🤖 AI Summary
Existing statistical mutation-killing criteria, such as DeepCrime, violate monotonicity: expanding the test set may overturn prior “killed” judgments to “survived”, undermining reliability and interpretability of DNN mutation testing.
Method: This paper introduces Fisher’s exact test—the first application of rigorous statistical hypothesis testing in DNN mutation testing—to establish a monotonic framework. It models output-behavior discrepancies under input perturbations and strictly controls Type-I error rates.

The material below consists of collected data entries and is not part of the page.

Issue #3983, opened 2024-02-07
`UpgradableConstructor` should only apply `formAssociated` on-demand and throw in case of conflicts


jmsjtu:
### Description
The introduction of `formAssociated` on the `UpgradeableConstructor` in #3695 has introduced unintended observable changes to custom elements.

This is causing the browser to identify LWC components as form-associated elements. This is an issue for components that contain form inputs, as secondary clicks [for labels](https://html.spec.whatwg.org/multipage/forms.html#the-label-element) are now dispatched on the label-associated host element instead of any internal form inputs (e.g., input).

A repro can be found [here](https://codepen.io/nolanlawson-the-selector/pen/mdojvQo).

Click the `label` element ("awesome checkbox" text) to observe the differences in behavior when `formAssociated` is `true` vs `false`.

The checkbox will check when the `label` is clicked with `formAssociated=false` but will not when `formAssociated=true`.

nolanlawson:
New design, which aligns with LWS:

- The first definition of a component (e.g. `<x-foo>`) gets to set the class's `formAssociated`-ness to either `false` or `true`.
- The following definitions are subject to a check:
  - If there is an existing definition for the tag name (e.g. `<x-foo>`) and the existing definition's `formAssociated` value does _not_ equal the new definition's `formAssociated` value, throw an exception with clear explanation.
  - E.g.: `<x-foo> was already registered with formAssociated=true. It cannot be re-registered with formAssociated=false. Please rename your component to have a different name than <x-foo> (link to lwc.dev documentation)`

Issue #3925, opened 2024-01-03
Form-Associated Custom Elements (FACE) and ElementInternals are not supported for `CustomElementConstructor`


nolanlawson:
### Description

If you try to use `static formAssociated = true` or `this.attachInternals()` with a component that was created using `CustomElementConstructor`, then it will not work. The browser will throw an error:

```
Failed to execute 'setFormValue' on 'ElementInternals': The target element is not a
form-associated custom element
```

The root cause is that `CustomElementConstructor` [never sets `static formAssociated = true`](https://github.com/salesforce/lwc/blob/646205e89394949b3f48eb5c5010748675a5853c/packages/%40lwc/engine-dom/src/apis/build-custom-element-constructor.ts#L65-L119) on the class it registers with `customElements.define()`.

Currently, FACE and ElementInternals are only supported for non-`CustomElementConstructor` components, and only in native shadow DOM and native custom element lifecycle.

Repros:

- [Working example not using `CustomElementConstructor`](https://stackblitz.com/edit/salesforce-lwc-hehidk?file=src%2Fmodules%2Fx%2Fapp%2Fapp.js&title=LWC%20playground)
- [Non-working example using `CustomElementConstructor`](https://stackblitz.com/edit/salesforce-lwc-pxo39r?file=src%2Fmain.js&title=LWC%20playground)

wjhsf:
Completed in #4035.

Issue #3929, opened 2024-01-08
[Post LWC v6] Add friendly error message when ElementInternals is not available due to lower API version


nolanlawson:
To use ElementInternals, you'll need to be on the latest API version. We should have a friendly error message like "You cannot use `static formAssociated` or `attachInternals` because your `apiVersion` is X and it should be at least Y."

Related: https://github.com/salesforce/lwc/pull/3904

jmsjtu:
Based on @nolanlawson's [comment](https://github.com/salesforce/lwc/pull/4035#discussion_r1516570472), we should consider defaulting the `formAssociated` value to `false` if `useNativeLifecycle` is also `false`.

We should also log a dev warning to let the component author know the issue.

One thing to note is that we apply `formAssociated` on-demand now and the first component to register with the tag name will determine the value.

If it's possible to switch the `useNativeLifecycle` flag at runtime, we may end up in a situation where the `formAssociated` value is `true` on the class but still registers as `false` on the host element.

This might not be a real issue but could be something we want to consider testing.

PR #4035, opened 2024-03-06
refactor: apply `formAssociated` on demand and enable for `CustomElementConstructor`

jmsjtu:
## Details
This PR fixes both #3983 and #3925.

It takes the approach as described in #3983 to assign `formAssociated` value to the host element.

The commits are broken into section to help review:

- 1c1f2d7fcc7f9cc3f4c20a55d0352bc3567c044b contains changes to enable `formAssociated` for #3983 
- 1535c5b92a1af1bd03ad98737bb72051adbfd0ee contains the unit tests for #3983 
- 7880ff178a963a527f69b58d2abc6e10d06a6242 contains the changes for enabling `formAssociated` on `CustomElementConstructor` #3925
    - See d3d1385997a8b0272fbd3653e82193c01f5880ce for updated unit tests


packages/@lwc/engine-core/src/framework/vm.ts
```diff
@@ -944,21 +944,7 @@ export function forceRehydration(vm: VM) {
...
-
-    // Technically the UpgradableConstructor always sets `static formAssociated = true` but silently fail here to match browser behavior.
-    if (isUndefined(formAssociated) || isFalse(formAssociated)) {
-        if (process.env.NODE_ENV !== 'production') {
-            logWarn(
-                `Form associated lifecycle methods must have the 'static formAssociated' value set in the component's prototype chain.`
-            );
-        }
-        return;
-    }
```
jmsjtu, line 961: This warning was only needed because it was possible to still access face even though `formAssociated` was not set (because we were previously always setting it to true).

Since that is no longer the case, we can remove this warning now.

packages/@lwc/engine-dom/src/custom-elements/create-custom-element.ts
```diff
@@ -92,12 +91,18 @@ export function getUpgradableConstructor(tagName: string) {
...
+    isFormAssociated: boolean | undefined
 ) => {
-    const UpgradableConstructor = getUpgradableConstructor(tagName);
+    const UpgradableConstructor = getUpgradableConstructor(tagName, isFormAssociated);
 
     elementBeingUpgradedByLWC = true;
     try {
+        if (UpgradableConstructor.formAssociated !== isFormAssociated) {
+            throw new Error(
+                `<${tagName}> was already registered with formAssociated=${UpgradableConstructor.formAssociated}. It cannot be re-registered with formAssociated=${isFormAssociated}. Please rename your component to have a different name than <${tagName}>`
```
jmsjtu, line 103: The original issue called out adding a link to the lwc.dev guide but the info on form-associated custom elements and `ElementInternals` isn't available yet.

jmsjtu: I'm intentionally throwing the error here rather than in the `base-lightning-element` because I wanted to avoid creating a new instance if we already know it should throw an error.

packages/@lwc/engine-dom/src/apis/build-custom-element-constructor.ts
```diff
@@ -120,6 +124,23 @@ export function buildCustomElementConstructor(Ctor: ComponentConstructor): HTMLE
...
+            runFormDisabledCallback(this);
+        }
+
+        formResetCallback() {
+            runFormResetCallback(this);
+        }
+
+        formStateRestoreCallback() {
+            runFormStateRestoreCallback(this);
+        }
```
jmsjtu, line 141: The face lifecycle methods should only be available with native lifecycle. 

Since `CustomElementConstructor` will be directly invoked by the browser, it is technically always using the native lifecycle.

nolanlawson: Correct, yes, it looks like `CustomElementConstructor` is inherently always in native-lifecycle mode. I hadn't considered this before!

packages/@lwc/engine-core/src/framework/renderer.ts
```diff
@@ -65,9 +65,10 @@ export interface RendererAPI {
     createCustomElement: (
         tagName: string,
         upgradeCallback: LifecycleCallback,
-        useNativeLifecycle: boolean
+        useNativeLifecycle: boolean,
+        isFormAssociated: boolean | undefined
     ) => E;
-    defineCustomElement: (tagName: string) => void;
+    defineCustomElement: (tagName: string, isFormAssociated: boolean | undefined) => void;
```
nolanlawson, line 71: For these `renderer` APIs, I would prefer to be explicit and just accept a `boolean`, not `boolean | undefined`, but I also don't think this is a big deal.

packages/@lwc/integration-karma/test/component/LightningElement.attachInternals/api/index.spec.js
```diff
@@ -13,74 +13,91 @@ const testConnectedCallbackError = (elm, msg) => {
     expect(error.message).toBe(msg);
 };
 
-const createTestElement = (name, def) => {
-    const elm = createElement(name, { is: def });
-    document.body.appendChild(elm);
-    return elm;
+const createElementsThroughLwcAndCustomElementConstructor = (tagName, ctor) => [
+    createElement(`ai-${tagName}`, { is: ctor }),
```
nolanlawson, line 17: What is `ai-`?

packages/@lwc/integration-karma/test/component/LightningElement.attachInternals/api/index.spec.js
```diff
@@ -13,74 +13,91 @@ const testConnectedCallbackError = (elm, msg) => {
...
+        it('should be able to create ElementInternals object', () => {
+            expect(elm.hasElementInternalsBeenSet()).toBeTruthy();
+        });
 
-    it('should throw an error when called twice on the same element', () => {
-        // The error type is different between browsers
-        expect(() => elm.callAttachInternals()).toThrowError();
+        it('should throw an error when called twice on the same element', () => {
+            // The error type is different between browsers
+            expect(() => elm.callAttachInternals()).toThrow();
```
nolanlawson, line 47: I'm comfortable with using a regex here to capture the different browser error messages. This is what we've historically done for these kinds of cases.

packages/@lwc/integration-karma/test/component/LightningElement.attachInternals/api/index.spec.js
```diff
@@ -13,74 +13,91 @@ const testConnectedCallbackError = (elm, msg) => {
...
-        expect(elm.attachInternals).toBeUndefined();
-    } else {
-        expect(() => elm.attachInternals).toLogWarningDev(
-            /attachInternals cannot be accessed outside of a component\. Use this.attachInternals instead\./
-        );
-    }
+    createElementsThroughLwcAndCustomElementConstructor('element-internal', BasicCmp).forEach(
+        (elm) => {
+            if (process.env.NODE_ENV === 'production') {
+                expect(elm.attachInternals).toBeUndefined();
```
nolanlawson, line 95: We should also have this assertion in dev mode as well.

packages/@lwc/integration-karma/test/component/LightningElement.attachInternals/elementInternals/sanity/index.spec.js
```diff
@@ -21,40 +21,6 @@ if (process.env.NATIVE_SHADOW && typeof ElementInternals !== 'undefined') {
...
-        });
-
-        it('should allow invocations from Object.prototype and symbols', () => {
-            // Inherited from Object.prototype
-            expect(elm.internals.toString()).toContain('ElementInternals');
-            // Calls out to Symbol.toStringTag, will return a false value but reaches into
-            // Symbol.toStringTag to verify
-            expect(() => hasOwnProperty.call(elm.internals, 'ariaAtomic')).not.toThrow();
-        });
-
```
nolanlawson, line 57: These tests should still pass, right? They are just kind of useless now that we don't have a proxy anymore?

nolanlawson (approved):
LGTM, some minor nitpicks. :shipit:

packages/@lwc/engine-dom/src/custom-elements/create-custom-element.ts
```diff
@@ -92,12 +91,18 @@ export function getUpgradableConstructor(tagName: string) {
 export const createCustomElement = (
     tagName: string,
     upgradeCallback: LifecycleCallback,
-    useNativeLifecycle: boolean
+    useNativeLifecycle: boolean,
+    isFormAssociated: boolean | undefined
 ) => {
-    const UpgradableConstructor = getUpgradableConstructor(tagName);
+    const UpgradableConstructor = getUpgradableConstructor(tagName, isFormAssociated);
```
nolanlawson, line 97: I think we may want to just consider `formAssociated` to be `false` if `useNativeLifecycle` is false.

Otherwise the user will be in a weird state where `formAssociated` is set to `true` on the class, but their `form*` callbacks will not do anything.

We can solve this in #3929 though. It's not a big deal.

packages/@lwc/integration-karma/test/component/LightningElement.attachInternals/elementInternals/sanity/index.spec.js
jmsjtu: Yup! They still pass, I just removed them because we had an allow-list of fields available on the proxy object.

Now that we're going with the native `ElementInternal` object, I don't think we need to check which fields are on it anymore.

packages/@lwc/integration-karma/test/component/LightningElement.attachInternals/api/index.spec.js
jmsjtu: I was going for an abbreviation of attach internals 😆 , might be a bit confusing though.

packages/@lwc/engine-core/src/framework/renderer.ts
jmsjtu: @nolanlawson I updated the `renderer` APIs to only accept `boolean` and now normalize the `formAssociated` value to explicitly be a `boolean`.

Technically component authors can pass any value to `formAssociated` but since we're using the `UpgradableConstructor`, multiple constructors can be shared to a single entry in the custom element registry I think the value should be a strict `boolean`.

packages/@lwc/engine-core/src/framework/base-lightning-element.ts
```diff
@@ -568,19 +480,14 @@ function createElementInternalsProxy(
...
             elm,
-            def: { formAssociated },
             renderer: { attachInternals },
         } = vm;
 
         if (vm.shadowMode === ShadowMode.Synthetic) {
-            throw new Error(
-                'attachInternals API is not supported in light DOM or synthetic shadow.'
-            );
+            throw new Error('attachInternals API is not supported in synthetic shadow.');
```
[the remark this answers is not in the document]
jmsjtu: @nolanlawson I gated `attachInternals` behind [API version 61](https://github.com/salesforce/lwc/pull/4035/commits/7b713ae5ff879641786a2cfafaf5d76967e073f5).

I think you're right, the form-associated lifecycle methods are tied to native lifecycle but `ElementInternals` is not. This could mean that a component author could call `attachInternals` on a synthetic lifecycle component, receive the `ElementInternals` object which points to the form.

It should technically not be able to associate the form with synthetic lifecycle enabled, but I don't want to chance running into any bugs in that scenario.

This shouldn't be an issue for `CustomElementConstructor` as it directly inherits from the `HtmlElement` and calls the native `attachInternals` API.

It also only uses native lifecycle so I don't think it should be an issue.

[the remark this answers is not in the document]
nolanlawson: This sounds fine to me. Probably no one is relying on older API versions in OSS, so let's just gate all of ElementInternals/FACE behind API version 61.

Contribution/Results: The proposed method guarantees that once a mutant is declared “killed”, it remains so under any superset of the test data, thereby resolving the non-monotonicity issue fundamentally while preserving statistical rigor. Empirical evaluation on CIFAR-10 and ImageNet demonstrates significantly improved stability and reproducibility of mutation detection. Our approach establishes a theoretically sound and practically viable paradigm for assessing the effectiveness of DNN testing.
📝 Abstract
Mutation testing has emerged as a powerful technique for evaluating the effectiveness of test suites for Deep Neural Networks. Among existing approaches, the statistical mutant killing criterion of DeepCrime has leveraged statistical testing to determine whether a mutant significantly differs from the original model. However, it suffers from a critical limitation: it violates the monotonicity property, meaning that expanding a test set may result in previously killed mutants no longer being classified as killed. In this technical report, we propose a new formulation of statistical mutant killing based on Fisher exact test that preserves the statistical rigour of it while ensuring monotonicity.